Suppose $G$ is a group and $H, K$ are subgroups of $G$. Then: $[K:H \cap K] \le [G:H]$.

### In terms of conditional probability

This formulation is valid for finite groups. It says that if $G$ is a group and $H, K$ are subgroups, then: $\frac{|H \cap K|}{|K|} \ge \frac{|H|}{|G|}$

In other words, what it says is that, for a uniform distribution on a finite group, knowing that a particular element is in the subgroup $K$ either increases or keeps the same the probability that the element is in the subgroup $H$.

## Related facts

### Applications

The formulation in terms of conditional probability is particularly useful to prove results on the fractions of tuples satisfying a groupy relation.

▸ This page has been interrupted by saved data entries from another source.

PR #171, opened 2019-01-02
Add chart controller

rossf7:

Adds 2nd chart controller that handles the new chart CRD.


service/controller/chart/v1/key/key.go
```diff
@@ -0,0 +1,33 @@
+package key
+
+import (
+	"github.com/giantswarm/apiextensions/pkg/apis/application/v1alpha1"
+	"github.com/giantswarm/microerror"
+)
+
+const (
+	versionBundleAnnotation = "giantswarm.io/version-bundle"
```
rossf7: Since the chart CRs are customer facing we use this annotation instead of having it under Spec.

See https://github.com/giantswarm/fmt/pull/36.

service/controller/chart/v1/resource/release/error.go
```diff
@@ -0,0 +1,12 @@
+package release
```
rossf7: I've renamed the `chart` resource to `release`. I think its a better name since the resource creates Helm releases from chart CRs.

service/controller/chart/v1/version_bundle.go
```diff
@@ -0,0 +1,20 @@
...
+		Changelogs: []versionbundle.Changelog{
+			{
+				Component:   "chart-operator",
+				Description: "Add your changes here.",
+				Kind:        versionbundle.KindAdded,
+			},
+		},
+		Components: []versionbundle.Component{},
+		Name:       "chart-operator",
+		Version:    "1.0.0",
```
rossf7: The operator needs to expose both chart and chartconfig version bundles. I don't want to add the filtering we have in cluster-operator because its complex and I don't think its needed.

`chart` version bundles will be `1.y.z` and `chartconfig` version bundles will be `0.y.z`.

service/controller/chartconfig/v5/resource_set.go
```diff
@@ -19,12 +19,6 @@ import (
 	"github.com/giantswarm/chart-operator/service/controller/chartconfig/v5/resource/chartstatus"
 )
 
-const (
-	// ResourceRetries presents number of retries for failed Resource
-	// operation before giving up.
-	ResourceRetries uint64 = 3
-)
-
```
rossf7: Removing dead code.

service/controller/chartconfig/v5/resource_set.go
```diff
@@ -46,6 +40,9 @@ func NewResourceSet(config ResourceSetConfig) (*controller.ResourceSet, error) {
 	var err error
 
 	// Dependencies.
+	if config.Fs == nil {
+		return nil, microerror.Maskf(invalidConfigError, "%T.Fs must not be empty", config)
+	}
```
rossf7: Just making the error handling consistent for both controllers.

service/controller/chart/chart.go
```diff
@@ -0,0 +1,131 @@
...
+		if err != nil {
+			return nil, microerror.Mask(err)
+		}
+	}
+
+	var newInformer *informer.Informer
+	{
+		c := informer.Config{
+			Logger:  config.Logger,
+			Watcher: config.G8sClient.ApplicationV1alpha1().Charts(config.WatchNamespace),
```
rossf7: Uses the new CRD.

rossf7:
@tomahawk28 We name the operatorkit resources after the resources they manage. So app-operator will take the app CRs and create chart CRs for chart-operator to manage.

chart-operator doesn't create any native k8s resources directly. It creates Helm releases when it deploys the charts. So I think the new name is more accurate. Does that make sense?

See, for instance:

## Facts used

1. Product formula: if $H, K \le G$ are subgroups, there is a natural bijection between the left cosets of $H \cap K$ in $K$ and the left cosets of $H$ in $HK$.

## Proof

Given: A group $G$ with subgroups $H, K$.

To prove: $[K:H \cap K] \le [G:H]$.

Proof: By fact (1), the number of left cosets of $H$ in $HK$ equals the number of left cosets of $H \cap K$ in $K$. Thus, the number of left cosets of $H$ in $G$ is at least as much as the number of left cosets of $H \cap K$ in $k$, yielding the desired inequality.